Port company to take lead role in lifting safety
Lyttelton Port says health and safety is at the top of its agenda following two deaths and a serious injury at port facilities.
Earlier this month an LPC worker was seriously injured when a stacked container fell and crushed the cab of his forklift at the port's inland container depot in Woolston.
The incident follows two deaths at the port late last year of workers who were not employed by LPC but by companies working at the port.
However, a union says the port company has been lax in its approach to health and safety and in hiring a dedicated H&S manager.
Lyttelton Port of Christchurch chief executive Peter Davie said health and safety will be the No 1 agenda item at the board's next meeting.
Chairman Trevor Burt added the port company would look to lead other companies working around the port on the issue.
Transport company owner Bill Frost, of Coalgate, died when he was pinned between a logging truck trailer and a forklift on the port's No 2 Wharf on November 27.
On December 21, Lyttelton Stevedoring Services employee Warren Ritchie died after being struck on the head while on board unloading fertiliser from a ship moored at the port.
One port industry insider, who did not want to be named, said following the incidents LPC had failed to take responsibility in leading better workplace behaviour at Lyttelton.
Rail and Maritime Transport Union South Island organiser John Kerr said the port had taken too long appointing a dedicated health and safety manager to liaise with other companies.
It had been about a year since the port had a dedicated person in that position and there was no-one working permanently in the role yesterday as far as he understood.

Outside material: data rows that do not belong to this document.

PR #2394, opened 2016-01-27
MULE-9355 IMAP does not connect to MS Exchange shared mailboxes

gsfernandes:


transports/email/src/main/java/org/mule/transport/email/MicrosoftExchangeImapConnector.java
```diff
@@ -0,0 +1,59 @@
...
+     *     <li>using Acitve Directory name (note that the name used is the one defined as 'User SamAccountName logon' in AD): CONTOSO\jdoe</li>
+     *     <li>accessing a shared mailbox (username same as previous case): CONTOSO\jdoe\sharedmailbox</li>
+     * </ul>
+     *
+     * @param protocol
+     * @param properties
+     */
+    private void addExchangeAuthenticationProperties(String protocol, Properties properties)
+    {
+        properties.put(String.format("mail.%s.auth.plain.disable",
```
pablokraan: I'm not an expert on MSExchange, but seems strange to me that we didn't have problems in the past with it. Are you sure that these properties are OK for any user using it?

transports/email/src/main/java/org/mule/transport/email/MicrosoftExchangeImapsConnector.java
```diff
@@ -0,0 +1,59 @@
...
+     * Disables the following authentication methods in order to use LOGIN as this is the one that
+     * works with MS Exchange through IMAPS.
+     * The support IMAP username format are:
+     * <ul>
+     *     <li>using email: jdoe@contoso.com</li>
+     *     <li>using Acitve Directory name (note that the name used is the one defined as 'User SamAccountName logon' in AD): CONTOSO\jdoe</li>
+     *     <li>accessing a shared mailbox (username same as previous case): CONTOSO\jdoe\sharedmailbox</li>
+     * </ul>
+     *
+     * @param protocol
```
pablokraan: Add a description for these parameters

transports/email/src/main/java/org/mule/transport/email/MicrosoftExchangeImapsConnector.java
```diff
@@ -0,0 +1,59 @@
...
+    protected void extendPropertiesForSession(Properties global, Properties local, URLName url)
+    {
+        super.extendPropertiesForSession(global, local, url);
+        addExchangeAuthenticationProperties(ImapsConnector.IMAPS, local);
+    }
+
+    /**
+     * Disables the following authentication methods in order to use LOGIN as this is the one that
+     * works with MS Exchange through IMAPS.
+     * The support IMAP username format are:
```
pablokraan: Add paragraph separator

transports/email/src/main/java/org/mule/transport/email/MicrosoftExchangeImapsConnector.java
```diff
@@ -0,0 +1,59 @@
...
+     *     <li>using Acitve Directory name (note that the name used is the one defined as 'User SamAccountName logon' in AD): CONTOSO\jdoe</li>
+     *     <li>accessing a shared mailbox (username same as previous case): CONTOSO\jdoe\sharedmailbox</li>
+     * </ul>
+     *
+     * @param protocol
+     * @param properties
+     */
+    private void addExchangeAuthenticationProperties(String protocol, Properties properties)
+    {
+        properties.put(String.format("mail.%s.auth.plain.disable",
```
pablokraan: Don't wrap lines if not necessary (<120?)

transports/email/src/test/java/org/mule/transport/email/connectors/MicrosoftExchangeImapsConnectorTestCase.java
```diff
@@ -0,0 +1,58 @@
...
+
+    @Override
+    public Connector createConnector() throws Exception
+    {
+        MicrosoftExchangeImapsConnector connector = new MicrosoftExchangeImapsConnector(muleContext);
+        connector.setName("ImapsConnector");
+        connector.setCheckFrequency(POLL_PERIOD_MS);
+        connector.setServiceOverrides(newEmailToStringServiceOverrides());
+
+        connector.setTrustStore("greenmail.jks");
```
pablokraan: The only differences with the IMAP version seem to be the use of a trust store and ServerSetup.PROTOCOL_IMAPS instead of ServerSetup.PROTOCOL_IMAP. Can this class be refactored to avoid the duplication?

transports/email/src/main/java/org/mule/transport/email/MicrosoftExchangeImapConnector.java
gsfernandes: My neither, but I found several issues when trying to connect to shared mailboxes on Exchange. I would say that most of the use cases for IMAP connector with Exchange where used to connect to a user mailbox either by username or user email.
I have tried to just add these properties to the endpoint instead of using the explicit connector for MS Exchange created in this PR and that would be another way to solve this issue without adding custom IMAP connector that we would need to test with each version of MS Exchange.
```
<imaps:inbound-endpoint user="CONTOSO\jdoe\sharedmailbox" password="MyPassword" host="192.168.56.101" port="993">
            <property key="mail.imaps.auth.plain.disable" value="true"/>
            <property key="mail.imaps.auth.ntlm.disable" value="true"/>
            <property key="mail.imaps.auth.gssapi.disable" value="true"/>
        </imaps:inbound-endpoint>
```

What would you think? I know that I have implemented this but now that I found that by adding manually properties it works too I'm in favor or not adding a custom connector and close this PR without merging it.

gsfernandes: Closing PR as we are not going to add a new connector for something that could be solved by passing these properties to the endpoint.

gsfernandes:
Closing PR as we are not going to add a new connector for something that could be solved by passing these properties to the endpoint.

"What we hear from our members is that they raise [safety] concerns and nothing happens," Kerr said.
Davie and Burt disputed Kerr's view, saying there had been contractors acting in the role following the resignation of a health and safety manager about a year ago.
A new person was appointed to the position a month ago. LPC managers in all parts of the business also had a responsibility for the safety of their staff and contractors.
Kerr said on the positive side, there had been recent cooperation between the unions and the port on putting in place trained health and safety representatives.
At the time of LPC's annual meeting in early November, David Faulkner, chairman of Port of Otago, a shareholder in the port company, said Lyttelton did not publish enough material on its workplace accidents or lost time injuries.
He did not think LPC's health and safety record was good, and suggested any bonuses paid to the chief executive should reflect the safety record.
Faulkner said this week he did not want to comment further following the recent accidents.
Davie said safety at Lyttelton was complex, with many firms involved in multiple work functions. For example, there had been an oil company's facilities at the port for about 100 years but LPC had no expertise in that fuel-based workplace.
"The difficulty . . . and we're doing quite a lot of work on this at the moment, is determining how far your reach should be," Davie said.
Burt said he would discuss the safety issue at an upcoming board meeting and LPC's influence in coming months on other businesses.
"What we have to do . . . is take a more leadership role within this . . . There are complex working relationships (at the port). We've got a responsibility at a number of levels."
He said improvements were best led by behavioural change, rather than linking safety to chief executive bonus payments.
A WorkSafe NZ spokesman said investigations into the port incidents were ongoing.